Saved entries:
☆ ☆ ☆
PR #3371, opened 2026-07-11
Add active camera control, debug layers, and claim-tied PR evidence for agent visual verification

jslee02:
## Summary

- Agents (and humans) capturing headless evidence can now control the camera actively, measure whether a view is adequate before shipping it, render world-derived debug layers offscreen, select a minimal claim-tied artifact set, and generate a PR "Visual verification" section with GitHub-hosted media — closing the gaps a review of the merged visual-verification lineage (#2690, #2984, #2992, #3304, #3313, #3314, #3320) showed every prior PR shared: none embedded its visual evidence, cameras were fixed presets, debug overlays never reached the headless path, and artifacts were not tied to claims.
- **Core-first per maintainer directive**: every rendering/GUI capability lives in `dart::gui` C++ and is exposed through dartpy; the Python layer only orchestrates. Agent needs drove real engine capabilities: world-aware debug extraction (wiring flags that were dead since #2984), a shared projection primitive, headless debug-label rendering, view-adequacy assessment, and public rigid-body enumeration on `World`.

## Motivation / Problem

- The agent-verification stack (#3313/#3314/#3320) renders and judges images but has no notion of view adequacy: a capture can be cropped, too far, occluded, or ambiguous and still pass "non-blank".
- Debug producers from #2690/#2984 (contacts, joint axes, velocities) were viewer-only; `OffscreenRenderer` had no debug channel, nothing aggregated layers from a DART 7 `World` (`drawBodyFrames`/`drawCentersOfMass` were dead flags, labels ImGui-only, no trajectory layer), so headless captures could not show internal state.
- Evidence never reached reviewers: every lineage PR cites local `/tmp/*.png` paths ("attaching transient images requires the web PR editor" — #2984), and no tooling ranked artifacts, recorded why each was chosen, or generated the PR verification section.

## Changes / Key Changes

**Core (`dart::gui`, `dart::simulation`) — the capabilities**

[...]

PR #3378, opened 2026-07-11
Add interactive memory and layout diagnostics to consolidated demos

jslee02:
## Summary

- Replaces the earlier grouped logical-capacity grids with a default-open **2D host virtual-memory address map** for DART 7 Worlds. Each row is one real contiguous allocator backing allocation, bytes stay in relative-address order, and separate allocations remain visibly separate.
- Combines exact free-list/frame-allocator state with exact typed EnTT payload overlays where DART can prove a pointer and byte extent. Semantic colors distinguish model, geometry, state, control, solver/contact, cache, scratch, entity/index, metadata, and unknown live allocations; patterns independently distinguish allocated, free, reserved, padding, metadata, live, tombstone, and spare state.
- Keeps `World` as a thin public facade. The allocator traversal and ECS-aware collection remain in internal detail components beside opaque World storage; raw addresses, allocator headers, EnTT types, and live pointers do not cross the provider boundary.
- Establishes an accepted cross-branch design contract and evidence ladder for DART 7 and DART 6. Address geometry is presented as a locality diagnostic, not as measured cache behavior.

## Motivation / Problem

The first version of this PR answered “how much capacity is active, holed, or reserved?” It did **not** answer the requested question: “where are the bytes within the host allocations, and which simulation data types are adjacent?” Grouping all live slots first and all spare slots second discarded address order and could not reveal layout or locality opportunities.

The corrected view starts from what the current architecture can prove:

- DART 7 has multiple real allocations, not one fictional global slab.
- A free-list allocator can own multiple chunks; the frame allocator has a primary arena plus independent overflow allocations.
- EnTT component payloads are paged, and packed entity arrays are separate allocations.
- Virtual-address adjacency can motivate a cache-locality hypothesis, but it cannot establish access order, working set, cache misses, TLB behavior, physical adjacency, or speedup.

### Provider and ownership

```mermaid
flowchart LR
  MM[World MemoryManager] --> FL[Free-list backing chunks]
  MM --> FA[Frame arena and overflow allocations]
  FL --> P[Exact allocator-state partitions]
  FA --> P
  ECS[Opaque World ECS registry] --> T[Known component pages and packed entity buffers]
  T --> O[Exact typed payload overlays]
  P --> MAP[2D region-relative address map]
  O --> MAP
  RSS[Whole-process RSS] --> TABLE[Separate process metrics]
```

- Adds a friend-based, non-mutating internal inspector for free-list and frame allocators without changing allocator object layouts.
- Validates region bounds, pointer arithmetic, linked-list continuity, cycles, exact partition coverage, and overflow before publishing a region. Invalid metadata fails the affected capture closed.
- Reports:
  - every free-list backing chunk with allocator headers and allocated/free payload extents;
  - the frame arena with alignment padding, cursor-consumed backing, and reserved capacity;
  - every live frame-overflow backing allocation as a separate region;
  - exact known EnTT component-page runs and initialized packed entity-index runs when their extents are directly observable.
- Leaves uncorrelated allocated bytes explicitly `Unclassified`. It does not guess ownership from size or allocation order.
- Uses region-relative offsets only. Raw bases and inter-region address gaps are removed before public DTOs, dartpy, UI state, logs, or screenshots.

### Orthogonal map semantics

| Axis | Answers | Examples |
| --- | --- | --- |
| Allocator state | What the allocator proves about the bytes | metadata, allocated, free, reserved, padding |
| Logical use | How a typed allocated range is occupied | live, tombstone, spare, not applicable |
| Data category | What the payload means to simulation | model, geometry, state, control, contact/solver, cache, scratch, entity/index, metadata, unknown |
| Evidence | Why the range is drawn | allocator bookkeeping or exact typed payload overlay |

An ECS tombstone is therefore still allocated component-page memory; it is not rendered as an allocator-free hole. Unused frame-arena capacity is reserved scratch backing, not free-list space.

### Interactive diagnostics

- Makes **Address map (actual regions)** the first, default-open map section and moves the old grouped view under collapsed **Capacity composition**.
- Provides 32–4096 display cells per region with address order preserved at every zoom.
- Represents multiple exact ranges within one display cell as ordered proportional segments instead of a blended “mixed” color.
☆ ☆ ☆
Task item:
Work out the number of lines in the records containing the word "display". Write only that number.

Result of this exercise:
2